■ BRIEF:
Report how many lines in the records below contain the word "link". Give only the number.
+++ GIVEN DATA
PR #218, opened 2019-10-12
Update message.py

Bunk100:
Updated send_copy:
Added the ability to specify reply_markup, parse_mode

### DIFF
--- a/aiogram/types/message.py
+++ b/aiogram/types/message.py
@@ -1596,7 +1596,7 @@ class Message(base.TelegramObject):
             if parse_mode == 'markdown':
                 text = self.md_text if (self.text or self.caption) else None
         if reply_markup:
-            kwargs["reply_markup"] = self.reply_markup
+            kwargs["reply_markup"] = reply_markup
 
         if self.text:
             return await self.bot.send_message(text=text, **kwargs)
--- a/aiogram/types/message.py
+++ b/aiogram/types/message.py
@@ -1567,29 +1567,36 @@ class Message(base.TelegramObject):
     async def send_copy(
             self: Message,
             chat_id: typing.Union[str, int],
-            with_markup: bool = False,
             disable_notification: typing.Optional[bool] = None,
             reply_to_message_id: typing.Optional[int] = None,
+            reply_markup: typing.Union[InlineKeyboardMarkup, ReplyKeyboardMarkup, None] = self.reply_markup,
+            parse_mode: typing.Union[base.String, None] = None,
     ) -> Message:
         """
         Send copy of current message
 
         :param chat_id:
-        :param with_markup:
         :param disable_notification:
         :param reply_to_message_id:
+        :param reply_markup:
+        :param parse_mode:
         :return:
         """
-        kwargs = {"chat_id": chat_id, "parse_mode": ParseMode.HTML}
+        kwargs = {"chat_id": chat_id}
+        text = self.text or self.caption
 
         if disable_notification is not None:
             kwargs["disable_notification"] = disable_notification
         if reply_to_message_id is not None:
             kwargs["reply_to_message_id"] = reply_to_message_id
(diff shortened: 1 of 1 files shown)


aiogram/types/message.py
```diff
@@ -1567,30 +1567,37 @@ def link(self, text, as_html=True) -> str:
     async def send_copy(
             self: Message,
             chat_id: typing.Union[str, int],
-            with_markup: bool = False,
             disable_notification: typing.Optional[bool] = None,
             reply_to_message_id: typing.Optional[int] = None,
+            reply_markup: typing.Union[InlineKeyboardMarkup, ReplyKeyboardMarkup, None] = self.reply_markup,
```
gabbhack: It's doesn't work

aiogram/types/message.py
```diff
@@ -1567,29 +1567,36 @@ def link(self, text, as_html=True) -> str:
...
         :param chat_id:
-        :param with_markup:
         :param disable_notification:
         :param reply_to_message_id:
+        :param reply_markup:
+        :param parse_mode:
         :return:
         """
-        kwargs = {"chat_id": chat_id, "parse_mode": ParseMode.HTML}
+        kwargs = {"chat_id": chat_id, "reply_markup": self.reply_markup}
```
gabbhack: Can we use `{"reply_markup": reply_markup or self.reply_markup}`?

aiogram/types/message.py
```diff
@@ -1567,29 +1567,36 @@ def link(self, text, as_html=True) -> str:
     async def send_copy(
             self: Message,
             chat_id: typing.Union[str, int],
-            with_markup: bool = False,
             disable_notification: typing.Optional[bool] = None,
             reply_to_message_id: typing.Optional[int] = None,
+            reply_markup: typing.Union[InlineKeyboardMarkup, ReplyKeyboardMarkup, None] = None,
+            parse_mode: typing.Union[base.String, None] = None,
```
gabbhack: I think parse_mode is not needed, we can use HTML by default.

aiogram/types/message.py
Bunk100: Hmm, I think this is better than using if

Bunk100: > Can we use `{"reply_markup": reply_markup or self.reply_markup}`?

Hmm, I think this is better than using if

aiogram/types/message.py
```diff
@@ -1582,19 +1582,15 @@ def link(self, text, as_html=True) -> str:
...
             kwargs["disable_notification"] = disable_notification
         if reply_to_message_id is not None:
             kwargs["reply_to_message_id"] = reply_to_message_id
-        if parse_mode is not None:
-            kwargs["parse_mode"] = parse_mode
-            if parse_mode == 'html':
-                text = self.html_text if (self.text or self.caption) else None
-            if parse_mode == 'markdown':
-                text = self.md_text if (self.text or self.caption) else None
+        if not kwargs.get("reply_markup"):
```
gabbhack: I think it is not necessary, since we already [have a check](https://github.com/aiogram/aiogram/blob/dev-2.x/aiogram/utils/payload.py#L26) for None.

aiogram/types/message.py
```diff
@@ -1567,29 +1567,30 @@ def link(self, text, as_html=True) -> str:
...
+                    "chat_id": chat_id, 
+                    "reply_markup": reply_markup or self.reply_markup,
+                    "parse_mode": ParseMode.HTML
+                 }
+        text = self.html_text if (self.text or self.caption) else None
 
         if disable_notification is not None:
             kwargs["disable_notification"] = disable_notification
         if reply_to_message_id is not None:
             kwargs["reply_to_message_id"] = reply_to_message_id
```
Piterden: Ну задай весь объект через {}. Ведь у каждого параметра есть значение по умолчанию.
++++++
■ EXERCISE SOLUTION:
5